Friday, October 16, 2009
Nizamuddin Basti
Here are some photos of Nizamuddin Basti, a poor Muslim quarter that grew out of a 14th century Sufi village (where I go to teach English to girls from the neighborhood).
go here: http://www.flickr.com/photos/thaliag/sets/72157622566869586
Sunday, October 11, 2009
visits from the policewallah
Local police officers watching fireworks for the festival of Dussehra.
Every once in a while, we get a visit from our local police officer. He drives up on his motorcycle, his bushy mustache twitching, his facial expression a mix of determination and slight bewilderment. Minutes later the doorbell rings, and he and our landlord are standing in front of the door.
"He needs two copies of your visa and passport," Sanjay (our landlord) says. The police officer nods vigorously and his mustache twitches.
We dash into our rooms to retrieve some copies of our slowly diminishing stash of photocopies of every single documentation we have ever owned. Triumphantly, we emerge with several slightly tattered (that's what happens when you wade through knee-deep monsoon water) photocopies, which the police officer proceeds to turn upside-down and stare at. He finally nods and leaves.
Five minutes later, the doorbell rings again. This time, Sanjay and the police officer march into our apartment and sit down at our dining room table. The police officer, speaking rapid-fire Hindi, hands us the police registration forms we had to fill out when we moved into our apartment 5 weeks ago. He points to a part of the form we forgot to fill out, which goes something like this:
Village:
Village Police Office:
Village Post Office:
(A third of the form is devoted to physical features. It goes something like this (with my responses):
Mustache: no Face: small, round Hair: brown Eyes: brown Identification Mark: USA)
So, Kyle and I write down our respective villages (the small farming village of Zehlendorf, Berlin and the remote tribal area known as Palos Verdes, Los Angeles) and our post office and police offices ("Zehlendorf Police Office"; "Zehlendorf Post Office"). Meanwhile the police officer is looking at the "permanent address" part of Kyle's form with a very confused look on his face.
"This California -- is it district? A country?" he says.
"Oh, it's a state -- like Maharashtra," Kyle explains.
The police officer seems unsatisfied. More discussion in rapid-fire Hindi ensues between our landlord and the police officer on the status of California. Perhaps it is a separatist region? Finally, after much time spent wrinkling his forehead and asking us for five more passport photos, the police officer and the landlord leave, but not before explaining to us the reason of this surprise inspection.
Apparently Delhi is on red alert for terrorist attacks. So, the Lajpat Nagar Police are understandably concerned about foreigners' safety. Should anything happen, I am sure contacting my local post office in Germany via snail mail will guarantee my safety.
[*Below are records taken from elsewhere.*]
PR #18510, opened 2020-12-05
net-im/discord-bin: version bump to 0.0.13

weedoe:
Closes: https://bugs.gentoo.org/758479
Signed-off-by: William Paterson weedoe@gmail.com


weedoe:
Made the dumbest mistake of not adding the bug link to the commit messages. Force pushed amendments to the messages and everything should be okay now!

00-matt:
Thanks for trying to update it :)

One commit should be to bump the version (so it adds a new ebuild and the hash to the manifest), and you can drop the old broken version in a commit afterwards: https://wiki.gentoo.org/wiki/Gentoo_git_workflow#Atomicity

Also your commit messages should follow [the format](https://wiki.gentoo.org/wiki/Gentoo_git_workflow#Commit_message_format), e.g. `net-im/discord-bin: Bump to 0.0.13' and `net-im/discord-bin: Drop old`.

weedoe:
> Thanks for trying to update it :)
> 
> One commit should be to bump the version (so it adds a new ebuild and the hash to the manifest), and you can drop the old broken version in a commit afterwards: https://wiki.gentoo.org/wiki/Gentoo_git_workflow#Atomicity
> 
> Also your commit messages should follow [the format](https://wiki.gentoo.org/wiki/Gentoo_git_workflow#Commit_message_format), e.g. `net-im/discord-bin: Bump to 0.0.13` and `net-im/discord-bin: Drop old`.

Thanks, I will do this for future contributions. Does this need to be changed now or will it be acceptable as it is?

coalwater:
Hi @weedoe,
I'm also new to this and I only found this because I wanted to update my discord

By reading the comment from @00-matt and checking the history of the file here's what I believe you need to do according to what I understood

Here's the history of the manifest file
https://github.com/gentoo/gentoo/commits/e38c331bed70419879e60cd9ba096a4a243db66a/net-im/discord-bin/Manifest

Your first commit should add to the manifest but not remove the old hash also copy the old ebuild but not rename it, this is to have the two versions available at the same time

Reference: https://github.com/gentoo/gentoo/commit/0156a2ed617b036847a2995dc3f7658fa787c114#diff-7424a3c669de7bcf774541e9f32cafca9dd19bc04a5ec8124bbb5fe8eaf95506

After that a clean up PR would come which would remove the old hash and the old ebuild.

steils:
Closed in https://gitweb.gentoo.org/repo/gentoo.git/commit/?id=300bf4d5a04c02a932de111ba013ac439972f8ce

PR #18516, opened 2020-12-05
media-libs/opensubdiv: Allow compilation against CUDA 11

redchillipadi:
This ebuild contains two changes which support compilation against
nvidia-cuda-toolkit-11

Compared to nvidia-cuda-toolkit-10 which was gcc < 9 only, version 11
can be compiled with later versions of gcc.

Currently the supported versions are
<=nvidia-cuda-toolkit-9.0  ( <=sys-devel/gcc-5.4 )
nvidia-cuda-toolkit-9.1 ( <=sys-devel/gcc-6.4 )
nvidia-cuda-toolkit-9.2 to 10.1 ( <=sys-devel/gcc-7.3 )
nvidia-cuda-toolkit 10.1 to 10.2 ( <=sys-devel/gcc-8.4 )
nvidia-cuda-toolkit-11.0 ( <=sys-devel/gcc-9.3 )
nvidia-cuda-toolkit-11.1 ( <=sys-devel/gcc-10.4 )

Putting this testing in every ebuild that uses nvcc at build time is
fragile and will be easily broken by updates to nvidia-cuda-toolkit.

This version removes the gcc version checks in pkg_pretend, as
the user has already been warned about selecting appropriate versions
of gcc in a message that appears when installing nvidia-cuda-toolkit.

The second change is that nvidia-cuda-toolkit 11 removed support for
cards supporting compute_30. A patch is included that builds opensubdiv
against compute_35 when nvidia-cuda-toolkit 11 is used.

This is only a workaround as a proper solution would be a USE_EXPAND
variable to allow the user to select their exact compute version
supported, and compile optimised cuda binary files for their specific
card.

In particular this version chooses the lowest version of compute to
support the largest range of graphics cards, but this prevents using
features provided by later versions.

Closes: https://bugs.gentoo.org/751382
Bug: https://bugs.gentoo.org/744517


redchillipadi:
I tried rebasing this as was suggested to fix the too many broken packages warning. but now there are 524 extra commits that I don't need. My two commits for opensubdiv work fine here. Sometimes I think it is easier just to start again.

khumarahn:
I don't think you did the rebasing right... your pull request should only have a few commits, not 526.

juippis:
Yes please do start over. I guess you merged into your branch, not rebased?

(Obviously you probably can still do a hard reset or rebase and drop those 526 commits, then wget your work from github and re-commit)

redchillipadi:
I will close and recreate this PR

PR #18519, opened 2020-12-05
dev-libs/roct-thunk-interface: Version bump to 3.10.0

justxi:


justxi:
Please keep the old ebuilds if possible until I have a backup of the old ones.

PR #18522, opened 2020-12-06
games-roguelike/tomenet: version bump, 4.7.3

DarthGandalf:


games-roguelike/tomenet/tomenet-4.7.3.ebuild
```diff
@@ -35,42 +36,44 @@ PATCHES=(
 
 src_prepare() {
 	default
-	use server || use dedicated || { rm -r ../lib/{config,data,save} || die ;}
+	use server || { rm -r ../lib/{config,data,save} || die ;}
```
SoapGentoo, line 39: this is a terrible construct, turn it into a normal `if ! use server; then ... fi` construct

games-roguelike/tomenet/tomenet-4.7.3.ebuild
```diff
@@ -80,20 +83,10 @@ src_install() {
 	doins ../.tomenetrc
 }
 
-pkg_preinst() {
-	gnome2_icon_savelist
-}
-
 pkg_postinst() {
```
SoapGentoo, line 86: `xdg_postinst` won't get called here

games-roguelike/tomenet/files/tomenet-4.7.3-makefile.patch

In general, security measures in Delhi are a parade of formalities with a whole lot of thin air behind them. Almost every public place (popular restaurants, markets) has a dinky-looking metal detector at the entrance. I've never seen them turned on once. The Delhi metro has much more enhanced security, but a recent encounter I had with a security guard made me think otherwise. I had my huge camera in my purse, which was being screened by a sleepy-looking security guard. As it came out, he looked at me with a big grin and said: "Camera, right?" I flashed him a big smile and said: "Yes, yes!" Of course.